Le caldaie a gas, soprattutto quelle a camera aperta ancora presenti nelle abitazioni più vecchie, hanno bisogno di un tiraggio costante. Se il fumo non sale correttamente, può tornare indietro. Il monossido di carbonio non si vede e non si sente, ma è pericoloso. Le caldaie a condensazione, invece, producono condensa acida che nel tempo può rovinare le vecchie canne fumarie non protette.

Segnali da osservare con attenzione
Si nota fumo che rientra nell’ambiente, difficoltà nell’accensione, odori persistenti, vetri che si anneriscono velocemente. Le stufe a pellet possono andare in blocco. Le caldaie possono spegnersi o segnalare errori. Anche una fiamma instabile è un segnale.

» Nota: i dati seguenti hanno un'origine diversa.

PR #191, opened 2016-08-01
OpenLayers: Remove duplicate resizable

PeterTheOne:
See: https://github.com/JeroenDeDauw/Maps/blob/master/includes/services/OpenLayers/jquery.openlayers.js#L390 and https://github.com/JeroenDeDauw/Maps/blob/master/includes/services/OpenLayers/jquery.openlayers.js#L596


JeroenDeDauw:
Such gigantic function is gigantic

PR #192, opened 2016-08-01
add egMapsGMaps3ApiVersion number

### LINKED ISSUE #181: Option to add version number
It wiould be a good idea to add the option for users to supply a version number. Google at any given time has three versions of Google Maps API for JS: a frozen version, a standard version and an experimental one. According to https://developers.google.com/maps/documentation/javascript/versions#version-rollover-and-version-types : "If you do not explicitly specify a version, you will receive the experimental version by default if you are on the standard plan (this includes customers who do not provide a key). If you're on the premium plan and don't specify a version, you will receive the release version by default."

PeterTheOne:
fix #181

Haven't tested this yet.

### DIFF
--- a/Maps_Settings.php
+++ b/Maps_Settings.php
@@ -171,6 +171,9 @@ if ( !defined( 'MEDIAWIKI' ) ) {
 		// String. Google Maps v3 API Key
 		$GLOBALS['egMapsGMaps3ApiKey'] = '';
 
+		// String. Google Maps v3 API version number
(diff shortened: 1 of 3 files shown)


JeroenDeDauw:
Looks good. I'm fine with merging this if you make sure this gets tested before the next rel

PeterTheOne:
Ok, I tested it with `3.exp`, `3` and `3.24`, it loads different javascript files and map looks good.

JeroenDeDauw:
Thanks

Issue #920, opened 2016-09-12
fillCircle() Filled circles in Graphics library 


owenmcateer:
A nice to have addition to the graphics library would be a filled circle _Graphics.fillCircle(x, y, rad)_
Here is my proposed code.

gfwilliams:
Nothing seems to be attached?

Ideally whatever solution there was would use the fillRect call for each scanline (rather than drawPixel)

owenmcateer:
Here is my idea. https://github.com/espruino/Espruino/pull/921
This is un-tested and using _graphicsFillRectDevice()_ may not be the fasted way of doing so.

gfwilliams:
not sure if it's fastest, but it's not bad and a lot quicker than doing it in JS - thanks!

PR #921, opened 2016-09-12
920/fill circle

owenmcateer:
https://github.com/espruino/Espruino/issues/920


gfwilliams:
Ok, merged. Needed a few tweaks first to get it to compile, but once compiling it works

PR #924, opened 2016-09-16
Boot v1.5 and SDK 1.5.4

wilberforce:
This PR updates the ESP8266 bootloader to 1.5, and the SDK to 1.5.4


nkolban:
I think you might want to check out #925 as well as this seems to upgrade to SDK 2.0.0

PR #933, opened 2016-10-03
Issue 915

ddm:
Implemented `NRF.updateServices` to allow BLE notifications (indication not available yet).

Initial tests indicate this works but feedback is more than welcome.

### DIFF
--- a/boards/NRF52832DK.py
+++ b/boards/NRF52832DK.py
@@ -22,7 +22,7 @@ info = {
  'default_console' : "EV_SERIAL1",
  'default_console_tx' : "D6",
  'default_console_rx' : "D8",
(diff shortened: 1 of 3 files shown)


gfwilliams:
Great, thanks! Please can you just remove the change to the default baud rate on NRF52832DK? Espruino tools generally default to 9600, so when boards don't use it it's a massive support headache as everyone starts complaining that nothing is working.

ddm:
Sure thing sorry about that. I use 115200 in my test setup because it plays well with the buspirate but I forgot to revert it when I pushed.
The other changes are mainly to suppress warnings in the file I was working in or comments which were addressed by the PR.

gfwilliams:
Great - thanks!

Issue #915, opened 2016-09-08
Updating BLE data for GATT Characteristics


gfwilliams:
See here:

http://forum.espruino.com/conversations/292530/#comment13202382

Looks like `NRF.updateServices({ ... })` is the easiest/least confusing for users.

ddm:
Just to make sure I understand things correctly: `updateServices` should take an object with a structure similar to the `setServices` but with the following caveat: only `value` (and maybe `maxLen`?) should be taken into account (I don't think reconfiguring services should be covered by it since calling `setServices` again serves that purpose already)

When compared to the simple `write` example you gave on the [forum](http://forum.espruino.com/comments/13202256/), `updateServices` has the advantage that several values can be updated "atomically". This could be convenient if these values are somehow correlated.
The downside is that the argument has to be correctly documented in order not to confuse users who are familiar with `setServices` (it will be a similar looking structure but with a different purpose).

ddm:
A corollary is that maybe `updateServices` should only allow existing services and characteristics to be updated. If so should we drop the unwanted entries of throw an error?
The simple `write`  avoids all these issues since only existing values can be accessed but at the cost of the atomic updates of multiple values.

gfwilliams:
Yes, that all sounds good.

I'd iterate through the structure in a similar way to setServices, but then if you can't find the relevant UUID just throw an error.

For now it would be easier to just ignore any non-'value' entries, and it has the benefit that a user could keep the structure they had used previously, update the value element, and re-use it.

ddm:
Good idea.
I guess I have everything I need to give it a try :)

gfwilliams:
I just pushed some changes that fix issues related to setServices. It's work doing a pull because it might save you some problems when debugging :)

ddm:
I just pulled the changes thanks!

gfwilliams:
Did you ever have any luck with this, or should I push on with it?

ddm:
Sorry, I should have touched base before I went on holiday. I am currently away until the end of the month and I don't have my dev boards with me. I still had a few issues with the code I had written before I left but, for the most part, the call to `sd_ble_gatts_hvx` seemed to work. I'll be back at the office  in October.

ddm:
I think I am going to need a little help here... I pushed some working code on my repo: https://github.com/espruino/Espruino/compare/master...ddm:issue-915

[...]

PR #934, opened 2016-10-04
Enable simple READs using NRF.updateServices

ddm:
This improves READ supports related to https://github.com/espruino/Espruino/issues/915.

It is now possible to update a characteristic even when no connection is active. Notifications must be explicitly requested by using `notify: true` when calling `NRF.updateServices`.

Documentation has been updated to reflect the changes.


gfwilliams:
Nice - thanks!

PR #942, opened 2016-10-11
add a function to lock console

lancernet:
E.lock() .it will be lock console if you set password


gfwilliams:
Hi,

Thanks - but it seems there's something wrong with the pull request. Looks like you just added `jswrap_espruino.c` as an extra file in the main directory, when it should be in `src/jswrap_espruino.c`. There is also no change to the `.h` file and it seems like you may have deleted the repository as well so I can't merge manually.

I'm copy/pasting the `E.lock` function now - but am renaming it to `E.lockConsole` and adding some documentation.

Intervento pratico sui diversi impianti
Nel camino a legna si rimuovono i depositi interni per ripristinare lo spazio originale.
Nella stufa a pellet si eliminano le polveri accumulate nei punti critici.
Nella caldaia si controlla che il passaggio dei fumi sia libero e continuo.

Verifica del tiraggio
Si controlla se il fumo sale correttamente e con la giusta velocità. Un tiraggio debole indica un problema da risolvere.

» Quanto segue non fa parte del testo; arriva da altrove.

PR #944, opened 2016-10-12
fix bug with jswarp_pin_writeAtTime

lancernet:


gfwilliams:
That's the intended behaviour. It's so you can schedule things at the same time (since the JS takes a while to execute).

If you want to set the pin state after a delay, you cn just use digitalPulse

lancernet:
thank you

gfwilliams:
No worries - thanks for contributing, but sorry I couldn't accept it this time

Controllo interno con telecamera
Si esplora l’interno della canna con un occhio elettronico che permette di vedere esattamente dove si trova il problema. Si individuano crepe, restringimenti, accumuli e punti critici. Questo controllo è fondamentale anche per capire se la canna fumaria può essere adattata a una caldaia a condensazione.

Risanamento e intubamento
Quando la canna fumaria esistente non è più adatta, si interviene inserendo un tubo nuovo all’interno. Questo processo si chiama intubamento.
Per le caldaie a condensazione si utilizzano materiali resistenti alle condense acide: acciaio inox AISI 316L oppure polipropilene speciale (PPS). L’acciaio è più robusto e durevole. Il polipropilene è più leggero ed economico, ma non adatto alle alte temperature della legna.

Aspetti normativi e CURIT
Ogni intervento viene registrato con:

  • Rapporto Tipo 1C per la pulizia

  • Rapporto Tipo 1B per la manutenzione

  • Aggiornamento del libretto d’impianto

Questi documenti garantiscono che l’impianto sia controllato e conforme.

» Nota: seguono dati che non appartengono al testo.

PR #950, opened 2016-10-16
add new pin mode:"auto"

lancernet:
auto set pin mode at next using

### DIFF
--- a/src/jswrap_io.c
+++ b/src/jswrap_io.c
@@ -377,7 +377,7 @@ void jswrap_io_pinMode(
     jshPinSetState(pin, m);
   } else {
     jshSetPinStateIsManual(pin, false);
-    if (!jsvIsUndefined(mode)) {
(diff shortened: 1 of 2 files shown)


gfwilliams:
Hi - what was the reason behind this? Do you think that the existing method of using 'undefined' like it says in the docs is confusing?

lancernet:
I am in the implementation of the project for some reason recently, the programmer previously left the job, new employees do not understand the hardware, when using pinMode, often do not understand the use of undefined parameter, ports can be configured to what mode. So I added a new mode auto, my English is not very good, so use the translation software. All of the above content comes from the translation software

gfwilliams:
Ok, thanks for the explanation - it's a good translation!

I know it is difficult given the language, but in future it would really help if you could try and document the new arguments in the `JSON` area above. I'll do it this time though.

Servizi disponibili a Canegrate

  • Pulizia canne fumarie

  • Verifica tiraggio

  • Controllo interno con videoispezione

  • Rimozione ostruzioni

  • Manutenzione camini, stufe e caldaie

  • Risanamento canne fumarie

  • Intubamento con materiali certificati

  • Gestione completa pratiche CURIT

Un esempio concreto: in una villetta verso Busto Garolfo, una canna fumaria presentava un restringimento dovuto a creosoto accumulato in due stagioni. Il passaggio era ridotto di circa il 40%. Dopo la pulizia, il tiraggio è tornato regolare e il consumo di legna si è ridotto in modo evidente.

Chi vive a Canegrate sa che basta spostarsi verso la zona dei campi o vicino ai canali per percepire un’aria più ferma e umida. In queste condizioni, un camino pulito e controllato fa la differenza: il fumo trova strada libera, l’impianto funziona meglio e si evitano rischi inutili all’interno della casa.